Last updated: May 2026
Generate random integers or decimals within any range, produce a list of unique random numbers, roll dice, or flip a coin.
A random number generator (RNG) produces numbers with no predictable pattern. In computer science, true randomness is surprisingly hard to achieve — computers are deterministic machines that follow exact instructions. What most software uses instead is a pseudo-random number generator (PRNG), an algorithm that produces a long sequence of numbers that statistically behave like random outputs. Common algorithms include the Mersenne Twister (used in Python and many other languages) and xorshift. These algorithms start from a "seed" value and deterministically generate their sequence — given the same seed, you get the same sequence every time.
For most everyday uses — picking raffle winners, generating quiz questions, rolling dice in tabletop games, or creating test data — a PRNG is more than sufficient. Cryptographic applications (passwords, encryption keys) require a cryptographically secure PRNG (CSPRNG), which uses additional entropy sources like hardware timing, mouse movements, or OS-level random noise pools. Browser-based generators, including this one, use JavaScript's Math.random() or the Web Crypto API's crypto.getRandomValues() for stronger randomness. For dice rolls and casual picks, either approach is perfectly fair.
| Die | Sides | Common Use | Probability of Any Result |
|---|---|---|---|
| d4 | 4 | Damage (daggers, magic missiles) | 25.00% (1 in 4) |
| d6 | 6 | Damage, Yahtzee, board games | 16.67% (1 in 6) |
| d8 | 8 | Damage (longsword, healing potions) | 12.50% (1 in 8) |
| d10 | 10 | Damage, percentile rolls | 10.00% (1 in 10) |
| d12 | 12 | Damage (greataxe), hour rolls | 8.33% (1 in 12) |
| d20 | 20 | Attack rolls, saving throws (D&D) | 5.00% (1 in 20) |
| d100 | 100 | Percentile skill checks, loot tables | 1.00% (1 in 100) |
Is a computer-generated random number truly random?

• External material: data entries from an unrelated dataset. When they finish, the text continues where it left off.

PR #2456, opened 2023-12-27
add mixing length to precomputed quantities

szy21:
## Purpose 

This PR moves mixing length to the default precomputed quantities (with or without EDMF) and uses EDMF mixing length to calculate cloud fraction. This is the main part of this PR, but I made some other changes:

- Move the grid-mean mixing length closure to a new file `closure.jl`. I think this makes `precomputed_quantities.jl` more clean. To keep the PR small I only moved the grid-mean mixing length closure, but I will move some other functions to the new file in the future.
- Make `lmix` a default diagnostic, with or without EDMF.
- I finally removed the limiter `if l < 0 set l = l_max` in the edmf mixing length closure. I don't understand where it comes from, and the limiter on dissipation seems to suffice. This limiter is causing problems as the simplified covariance is proportional to `l^2`. With this limiter, `l = l_max` when TKE is zero, resulting in very large covariance and quadrature points with negative theta_li. If we use the full covariance (eq. 50 on overleaf) this problem should be less severe as both TKE and diffusivity go to zero. In any case, I think we should remove this filter to avoid future problems. I would like to move on with this as we can at least have some cloud fraction diagnostics with EDMF. We can revisit it if there are issues with the longrun. @trontrytel @tapios What do you think?

## Content

----


Project.toml
```diff
@@ -68,7 +68,7 @@ IntervalSets = "0.5, 0.6, 0.7"
 Krylov = "0.9"
 LinearAlgebra = "1"
 Logging = "1"
-NCDatasets = "0.11, 0.12, 0.13"
```
szy21, line 71: There are some compatibility issues with NCDatasets. See #2399

src/prognostic_equations/closures.jl
```diff
@@ -0,0 +1,94 @@
...
+    )
+
+    ᶠu = p.scratch.ᶠtemp_C123
+    @. ᶠu = C123(ᶠinterp(Y.c.uₕ)) + C123(ᶠu³)
+    ᶜstrain_rate = p.scratch.ᶜtemp_UVWxUVW
+    compute_strain_rate_center!(ᶜstrain_rate, ᶠu)
+
+    turbconv_params = CAP.turbconv_params(params)
+    ᶜprandtl_nvec = p.scratch.ᶜtemp_scalar_2
+    # TODO: Fix the broadcasting error in turbulent_prandtl_number for XZPoint
```
szy21, line 75: There seem to be some broadcasting issues with a 1D surface field and a 2D XZ plane field. This is a temporary hack. I will check with Simon.

src/ClimaAtmos.jl
```diff
@@ -75,6 +75,7 @@ include(
     ),
 )
 include(joinpath("prognostic_equations", "hyperdiffusion.jl"))
+include(joinpath("prognostic_equations", "closures.jl"))
```
tapios, line 78: Can we give it a more specific name? This is about SGS closures, but right now just for mixing lengths, right? So why not `mixing_length_closure` or something like this?

src/prognostic_equations/closures.jl
```diff
@@ -0,0 +1,94 @@
...
+
+"""
+    Compute the Smagorinsky length scale from
+    - c_smag coefficient
+    - N_eff - buoyancy frequency = sqrt(max(ᶜlinear_buoygrad, 0))
+    - dz - vertical grid scale
+    - Pr - Prandtl number
+    - ϵ_st - strain rate norm
+"""
+function smagorinsky_length_scale(c_smag, N_eff, dz, Pr, ϵ_st)
```
tapios, line 16: If we want to be picky (and maybe we do), a better name would be `smagorinsky_lilly_length`.

src/prognostic_equations/edmfx_closures.jl
```diff
@@ -218,10 +218,13 @@ function mixing_length(
     # kz scale (surface layer)
     if obukhov_length < 0.0 #unstable
         l_W =
-            vkc * (ᶜz - z_sfc) / (sqrt(sfc_tke / ustar / ustar) * c_m) *
+            vkc * (ᶜz - z_sfc) /
+            max(sqrt(sfc_tke / ustar / ustar) * c_m, eps(FT)) *
             min((1 - 100 * (ᶜz - z_sfc) / obukhov_length)^FT(0.2), 1 / vkc)
```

Most computer random numbers are pseudo-random, not truly random. They are generated by a deterministic algorithm seeded with an initial value. The output is statistically indistinguishable from true randomness for most purposes, but it is technically reproducible if you know the seed and algorithm. Truly random numbers require a physical entropy source such as radioactive decay, thermal noise, or hardware timing jitter.
What is a PRNG?
PRNG stands for Pseudo-Random Number Generator. It is an algorithm that uses a starting value (the seed) to produce a long, complex sequence of numbers that passes statistical tests for randomness. The Mersenne Twister, used in Python's random module, has a period of 2^19937 − 1, meaning it won't repeat its sequence for an astronomically long time. For non-cryptographic applications, PRNGs are universally considered acceptable.
What is the difference between random and pseudo-random?
True randomness is unpredictable and non-reproducible — even with perfect knowledge of the system. Pseudo-randomness is deterministic: given the same seed, the same sequence is produced every time. In practice, the distinction matters primarily for cryptography and security. For games, simulations, sampling, and general tools, pseudo-random generators are considered equivalent to truly random.
How are dice probabilities calculated?
For a fair die with N sides, each face has an equal probability of 1/N. The probability of rolling a specific value is 1/N; the probability of rolling within a range is (number of values in range)/N. For multiple dice, multiply probabilities for independent events or sum probabilities for mutually exclusive outcomes. Rolling 2d6 and getting a 7, for example, has 6 favorable outcomes out of 36 total = 16.67% probability.
What does "seed" mean in random number generation?
A seed is the initial input value fed into a PRNG algorithm. Since the algorithm is deterministic, the same seed always produces the same sequence of "random" numbers. This is intentional and useful: game developers use fixed seeds to create reproducible procedural worlds (Minecraft's world seeds work this way), and scientists seed their simulations so experiments can be replicated exactly. When you want different results each time, the seed is typically set to the current timestamp or OS entropy.